Look for the word "when" in the data below, and copy every line that holds it.

---+---

PR #308, opened 2021-03-27
Simple tidy ups

ltratt:
This PR contains a few manually determined tidy ups: each commit has a bit more detail.

PR #309, opened 2021-03-28
Depub

ltratt:
Needs https://github.com/softdevteam/yk/pull/308 to be merged first. I'm raising this as useful context for https://github.com/softdevteam/depub/pull/1.

This PR uses https://github.com/softdevteam/depub/ to reduce the visibility of quite a lot more items in yk. In some cases, we only slightly reduce visibility (`pub(crate)` to `pub(super)`) but there are a reasonable number where we get rid of `pub` entirely. We're also able to gate a small number of items behind `#[cfg(feature="testing")]` to make clear when something is only needed for our (unusual) test setup. Overall, this PR has no functional change, but should make it a tiny little bit easier to understand the code base.

### DIFF
--- a/internal_ws/yktrace/src/swt.rs
+++ b/internal_ws/yktrace/src/swt.rs
@@ -29,7 +29,7 @@ impl ThreadTracerImpl for SWTThreadTracer {
     }
 }
 
-pub(crate) fn start_tracing() -> ThreadTracer {
+pub(super) fn start_tracing() -> ThreadTracer {
     TRACE_BUF.with(|trace_buf| {
         assert!(trace_buf.is_empty());
     });
--- a/internal_ws/ykcompile/src/arch/mod.rs
+++ b/internal_ws/ykcompile/src/arch/mod.rs
@@ -4,4 +4,4 @@
 compile_error!("Currently only linux x86_64 is supported.");
 
 #[cfg(all(target_arch = "x86_64", target_os = "linux"))]
-pub(crate) mod x86_64;
+pub(super) mod x86_64;
--- a/internal_ws/ykcompile/src/arch/x86_64/store.rs
+++ b/internal_ws/ykcompile/src/arch/x86_64/store.rs
@@ -7,7 +7,7 @@ use yktrace::sir::SIR;
 
 impl TraceCompiler {
     /// Store the value in `src_loc` into `dst_loc`.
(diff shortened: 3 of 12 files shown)


ltratt:
If you're OK with me doing so, I suggest I rebase this against master and force push when #308 has merged before you review?

internal_ws/yktrace/src/swt.rs
```diff
@@ -29,7 +29,8 @@ impl ThreadTracerImpl for SWTThreadTracer {
     }
 }
 
-pub(crate) fn start_tracing() -> ThreadTracer {
```
vext01, line 32: I'm not sure if this is right. Why would starting tracing be a testing feature?

It's probably because your tool build with hardware tracing rustflags (and not software tracing)?

vext01: Similarly for the other bits in this file.

ltratt: > It's probably because your tool build with hardware tracing rustflags (and not software tracing)?

Yes, I used `hw`. I didn't realise that there'd be a difference here with `sw`? Would a bors try flush this out?

vext01: > I didn't realise that there'd be a difference here with sw?

My guess is that compile-time guards like [this](https://github.com/softdevteam/yk/blob/6023c7c091f2483f5a22344a73be4575ad2be254/internal_ws/yktrace/src/lib.rs#L74) would give inaccurate results if the oracle uses only `-C tracer=hw`.

Ideally your oracle would include both kinds of tracing, but read on...

> Would a bors try flush this out?

No, because we don't yet test software tracing with cranelift. I'm not sure it's ready yet, but @bjorn3 is the person to ask.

---+---

■ **Finished task**:
This PR uses https://github.com/softdevteam/depub/ to reduce the visibility of quite a lot more items in yk. In some cases, we only slightly reduce visibility (`pub(crate)` to `pub(super)`) but there are a reasonable number where we get rid of `pub` entirely. We're also able to gate a small number of items behind `#[cfg(feature="testing")]` to make clear when something is only needed for our (unusual) test setup. Overall, this PR has no functional change, but should make it a tiny little bit easier to understand the code base.
If you're OK with me doing so, I suggest I rebase this against master and force push when #308 has merged before you review?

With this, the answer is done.